Transcribe the records in full.

**INPUT RECORDS**

==========

PR #4104, opened 2022-12-27
in tar dump, convert uid, gid of value -1 to zero

### LINKED ISSUE #4103: 32-bit binary tar dump of repository with high uid, gid entries cannot be read by gnu tar
This issue is related to #4101 and the discussion in #4102 with @greatroar.

Output of `restic version`
--------------------------
When creating the tar dump, the issue appears with 32-bit versions in different architectures:
```
restic 0.14.0 compiled with go1.19 on linux/arm
restic 0.14.0 compiled with go1.19 on windows/386
```

The version of gnu tar is 1.34:
```
$ tar --version
tar (GNU tar) 1.34
```

This is from #4101.

Create a repository with a single snapshot and a single file entry in the snapshot with a high uid and/or gid. Here is an example with uid and gid 4294967295 in the node of the snapshot of the repository, accomplished with a backup of stdin in Windows (more details in #4101).
```
> restic --password-file=testpassfile.txt --repo=repo ls -l c7afaf40
repository 1a634ddc opened (repository version 2) successfully, password is correct
snapshot c7afaf40 of [D:\stdin] filtered by [] at 2022-12-26 09:30:25.2227589 +0100 CET):
-rw-r--r-- 4294967295 4294967295     13 2022-12-26 09:30:25 /stdin
```

Then dump a tar file of the snapshot **from any 32-bit binary version** of restic. I use the same binary that I downloaded before.
```
restic_0.14.0_windows_386 --password-file=testpassfile.txt --repo=repo dump latest / > t32bit.tar
```

Then try to list the contents of the created tar file with gnu tar:
```
$ tar tvf t32bit.tar
tar: Extended header gid=-1 is out of range 0..4294967295
tar: Extended header uid=-1 is out of range 0..4294967295
-rw-r--r-- 0/0              13 2022-12-26 09:30 stdin
tar: Exiting with failure status due to previous errors
```
(Do not use bsdtar of Windows; the problem only manifests with gnu tar.)

Filesystem, but the backend is not relevant.

Expected behavior
-----------------
I would expect that the tar file is read by gnu tar without gnu tar exiting with failure status.

Actual behavior
---------------
Gnu tar exits with failure status.

See above.

The value of uid and gid in a restic node are stored as `uint32`. In our example we have a value of 4294967295.
```
> restic_0.14.0_windows_386 --password-file=testpassfile.txt --repo=repo ls -l c7afaf40
repository 1a634ddc opened (repository version 2) successfully, password is correct
snapshot c7afaf40 of [D:\stdin] filtered by [] at 2022-12-26 09:30:25.2227589 +0100 CET):
-rw-r--r-- 4294967295 4294967295     13 2022-12-26 09:30:25 /stdin
``` 

Then, when the snapshot is dumped to a tar file, the uid and gid are converted to `int` 
https://github.com/restic/restic/blob/78c7dd53efa035251d6b65dc4be106f45526f139/internal/dump/tar.go#L41-L52

In a 32-bit binary, the `uint32` value 4294967295 is converted to an `int` (`int32`) value of -1. 
See also <https://pkg.go.dev/archive/tar#Header>.

The problem appears with every value from 2147483648 to 4294967295 (including) which is mapped to a negative value of type `int32`.

We should adapt the tar dump to not create negative values for uid and gid in the case of 32-bit binaries. We could substitute values in the range [2147483648, 4294967295] with the zero or the maximum value of `int32`. Should we do this transformation just for 32-bit binaries?

Absolutely!

philaris:
This solves issue #4103. See #4103 and discussion #4102.

Yes, see #4103 and discussion #4102.

Checklist
---------
Comments on checklist: I did not write a new test, because the change is simple. I have run the tests though. The change is internal, so there is no change in the manual.

### DIFF
--- a/changelog/unreleased/issue-4103
+++ b/changelog/unreleased/issue-4103
@@ -1,12 +1,9 @@
 Bugfix: fix restic dump of tar file with 32-bit binary
 
-In restic up to 0.14.0, the restic dump from a 32-bit binary of a
-snapshot of standard input that was created in Windows has as a
-result a tar file whose content has a negative uid and gid. As a
-result, gnu tar exits with failure status whenever it tries to
-access such a tar file. With this fix, the tar file that is now
-dumped from a 32-bit binary has content with non-negative uid and
-gid.
+When using a 32-bit build of restic, the `restic dump` command could in some
+cases create tar files containing negative uid and gid. These files cannot be
+read by gnu tar. This corner case especially applies to backups from stdin on Windows.
+We have changed the dump command to create valid tar files in this case.
 
 https://github.com/restic/restic/issues/4103
 https://github.com/restic/restic/pull/4104
--- a/changelog/unreleased/issue-4103
+++ b/changelog/unreleased/issue-4103
@@ -1,0 +1,12 @@
+Bugfix: fix restic dump of tar file with 32-bit binary
+
+In restic up to 0.14.0, the restic dump from a 32-bit binary of a
+snapshot of standard input that was created in Windows has as a
+result a tar file whose content has a negative uid and gid. As a
+result, gnu tar exits with failure status whenever it tries to
+access such a tar file. With this fix, the tar file that is now
+dumped from a 32-bit binary has content with non-negative uid and
+gid.
+
+https://github.com/restic/restic/issues/4103
+https://github.com/restic/restic/pull/4104
--- a/internal/dump/tar.go
+++ b/internal/dump/tar.go
@@ -39,7 +39,7 @@ const (
 )
 
 // substitute a uid or gid of -1 (which was converted to 2^32 - 1) with zero
-func tarId(id uint32) int {
+func tarIdentifier(id uint32) int {
 	if int32(id) == -1 {
 		return 0
 	}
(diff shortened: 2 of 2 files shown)


internal/dump/tar.go
```diff
@@ -38,6 +39,14 @@ const (
 	cISVTX = 0o1000 // Save text (sticky bit)
 )
 
+// substitute a uid or gid of -1 (which is converted to 2^32 - 1) with zero
+func tarId(id uint32) int {
+	if id == math.MaxUint32 {
```
greatroar, line 44: Maybe int32(id) == -1 to be a bit more explicit?

greatroar:
LGTM. My suggestion of comparing to -1 is just that, a suggestion.

philaris:
Hi @MichaelEischer, you can retry the PR run.

internal/dump/tar.go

==========

**ANSWER**
PR #4104, opened 2022-12-27
in tar dump, convert uid, gid of value -1 to zero

### LINKED ISSUE #4103: 32-bit binary tar dump of repository with high uid, gid entries cannot be read by gnu tar
This issue is related to #4101 and the discussion in #4102 with @greatroar.

Output of `restic version`
--------------------------
When creating the tar dump, the issue appears with 32-bit versions in different architectures:
```
restic 0.14.0 compiled with go1.19 on linux/arm
restic 0.14.0 compiled with go1.19 on windows/386
```

The version of gnu tar is 1.34:
```
$ tar --version
tar (GNU tar) 1.34
```

This is from #4101.

Create a repository with a single snapshot and a single file entry in the snapshot with a high uid and/or gid. Here is an example with uid and gid 4294967295 in the node of the snapshot of the repository, accomplished with a backup of stdin in Windows (more details in #4101).
```
> restic --password-file=testpassfile.txt --repo=repo ls -l c7afaf40
repository 1a634ddc opened (repository version 2) successfully, password is correct
snapshot c7afaf40 of [D:\stdin] filtered by [] at 2022-12-26 09:30:25.2227589 +0100 CET):
-rw-r--r-- 4294967295 4294967295     13 2022-12-26 09:30:25 /stdin
```

Then dump a tar file of the snapshot **from any 32-bit binary version** of restic. I use the same binary that I downloaded before.
```
restic_0.14.0_windows_386 --password-file=testpassfile.txt --repo=repo dump latest / > t32bit.tar
```

Then try to list the contents of the created tar file with gnu tar:
```
$ tar tvf t32bit.tar
tar: Extended header gid=-1 is out of range 0..4294967295
tar: Extended header uid=-1 is out of range 0..4294967295
-rw-r--r-- 0/0              13 2022-12-26 09:30 stdin
tar: Exiting with failure status due to previous errors
```
(Do not use bsdtar of Windows; the problem only manifests with gnu tar.)

Filesystem, but the backend is not relevant.

Expected behavior
-----------------
I would expect that the tar file is read by gnu tar without gnu tar exiting with failure status.

Actual behavior
---------------
Gnu tar exits with failure status.

See above.

The value of uid and gid in a restic node are stored as `uint32`. In our example we have a value of 4294967295.
```
> restic_0.14.0_windows_386 --password-file=testpassfile.txt --repo=repo ls -l c7afaf40
repository 1a634ddc opened (repository version 2) successfully, password is correct
snapshot c7afaf40 of [D:\stdin] filtered by [] at 2022-12-26 09:30:25.2227589 +0100 CET):
-rw-r--r-- 4294967295 4294967295     13 2022-12-26 09:30:25 /stdin
``` 

Then, when the snapshot is dumped to a tar file, the uid and gid are converted to `int` 
https://github.com/restic/restic/blob/78c7dd53efa035251d6b65dc4be106f45526f139/internal/dump/tar.go#L41-L52

In a 32-bit binary, the `uint32` value 4294967295 is converted to an `int` (`int32`) value of -1. 
See also <https://pkg.go.dev/archive/tar#Header>.

The problem appears with every value from 2147483648 to 4294967295 (including) which is mapped to a negative value of type `int32`.

We should adapt the tar dump to not create negative values for uid and gid in the case of 32-bit binaries. We could substitute values in the range [2147483648, 4294967295] with the zero or the maximum value of `int32`. Should we do this transformation just for 32-bit binaries?

Absolutely!

philaris:
This solves issue #4103. See #4103 and discussion #4102.

Yes, see #4103 and discussion #4102.

Checklist
---------
Comments on checklist: I did not write a new test, because the change is simple. I have run the tests though. The change is internal, so there is no change in the manual.

### DIFF
--- a/changelog/unreleased/issue-4103
+++ b/changelog/unreleased/issue-4103
@@ -1,12 +1,9 @@
 Bugfix: fix restic dump of tar file with 32-bit binary
 
-In restic up to 0.14.0, the restic dump from a 32-bit binary of a
-snapshot of standard input that was created in Windows has as a
-result a tar file whose content has a negative uid and gid. As a
-result, gnu tar exits with failure status whenever it tries to
-access such a tar file. With this fix, the tar file that is now
-dumped from a 32-bit binary has content with non-negative uid and
-gid.
+When using a 32-bit build of restic, the `restic dump` command could in some
+cases create tar files containing negative uid and gid. These files cannot be
+read by gnu tar. This corner case especially applies to backups from stdin on Windows.
+We have changed the dump command to create valid tar files in this case.
 
 https://github.com/restic/restic/issues/4103
 https://github.com/restic/restic/pull/4104
--- a/changelog/unreleased/issue-4103
+++ b/changelog/unreleased/issue-4103
@@ -1,0 +1,12 @@
+Bugfix: fix restic dump of tar file with 32-bit binary
+
+In restic up to 0.14.0, the restic dump from a 32-bit binary of a
+snapshot of standard input that was created in Windows has as a
+result a tar file whose content has a negative uid and gid. As a
+result, gnu tar exits with failure status whenever it tries to
+access such a tar file. With this fix, the tar file that is now
+dumped from a 32-bit binary has content with non-negative uid and
+gid.
+
+https://github.com/restic/restic/issues/4103
+https://github.com/restic/restic/pull/4104
--- a/internal/dump/tar.go
+++ b/internal/dump/tar.go
@@ -39,7 +39,7 @@ const (
 )
 
 // substitute a uid or gid of -1 (which was converted to 2^32 - 1) with zero
-func tarId(id uint32) int {
+func tarIdentifier(id uint32) int {
 	if int32(id) == -1 {
 		return 0
 	}
(diff shortened: 2 of 2 files shown)


internal/dump/tar.go
```diff
@@ -38,6 +39,14 @@ const (
 	cISVTX = 0o1000 // Save text (sticky bit)
 )
 
+// substitute a uid or gid of -1 (which is converted to 2^32 - 1) with zero
+func tarId(id uint32) int {
+	if id == math.MaxUint32 {
```
greatroar, line 44: Maybe int32(id) == -1 to be a bit more explicit?

greatroar:
LGTM. My suggestion of comparing to -1 is just that, a suggestion.

philaris:
Hi @MichaelEischer, you can retry the PR run.

internal/dump/tar.go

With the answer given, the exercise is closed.